We also generate a toy small version of the corpus that can be useful to test your code during development:

NBSENT=30
CORPUS=sequoia-ud.parseme.frsemcor.simple.dev
LASTID=`grep "sent_id" ${CORPUS} | head -n  $((NBSENT+1)) | tail -n 1 | sed 's/.* \([^ ]*\)$/\1/g'`
CUTLINE=`grep -n ${LASTID} ${CORPUS} | sed 's/:.*//g'`
head -n $((CUTLINE-1)) ${CORPUS} > sequoia-ud.parseme.frsemcor.simple.small

Finally, we also split the non-simplified version of the corpus into train, dev and test (before simplification).
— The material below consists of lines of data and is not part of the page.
PR #590, opened 2023-06-24
Fix canonicalize

humrochagf:
- Adds schema.org context to support gotosocial that mentions it directly (its context is huge, I only took the property value part that is the one used by attachment)
- Make canonicalize to use the json-ld context if provided instead of overriding it with a default one, this fixes most of the parsing errors that are happening during the validation process of the actors.

### DIFF
--- a/core/ld.py
+++ b/core/ld.py
@@ -592,24 +592,32 @@ def canonicalise(json_data: dict, include_security: bool = False) -> dict:
     """
     if not isinstance(json_data, dict):
         raise ValueError("Pass decoded JSON data into LDDocument")
-    context = [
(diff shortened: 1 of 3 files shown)


andrewgodwin (approved):
I'll have to test this and ensure it works fully in production, canonicalise took a lot of effort to even get to where it is now!

humrochagf:
yup, I'm running it in my instance. No issues for the moment, but its a single user personal instance. It will be nice to run on different scenarios to make sure it cover all cases 🙂

andrewgodwin:
It's been running on takahe.social now for a couple of hours so I think it's holding up nicely - still seeing things come in.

These files should not be used in your experiments.

bin/conllu_filter.py bin/train.ids src/sequoia-ud.parseme.frsemcor > src/sequoia-ud.parseme.frsemcor.simple.train
bin/conllu_filter.py bin/dev.ids   src/sequoia-ud.parseme.frsemcor > src/sequoia-ud.parseme.frsemcor.simple.dev
bin/conllu_filter.py bin/test.ids  src/sequoia-ud.parseme.frsemcor > src/sequoia-ud.parseme.frsemcor.simple.test

Known compatibility issues

Notice that this version of the corpus is not 100% up-to-date with last UD version of Sequoia. This can be noticed by the number of non-projective sentences given by Grew-Match: global { is_not_projective } on UD_French-Sequoia@2.14 returns 79 occurrences whereas we remove 66 non-projective sentences (see details above) We suppose that latest UD Sequoia version includes changes that were not reported to DeepSequoia's git repository. We do not investigate this further, but you can contact the corpus maintainers if you absolutely need to solve this mystery.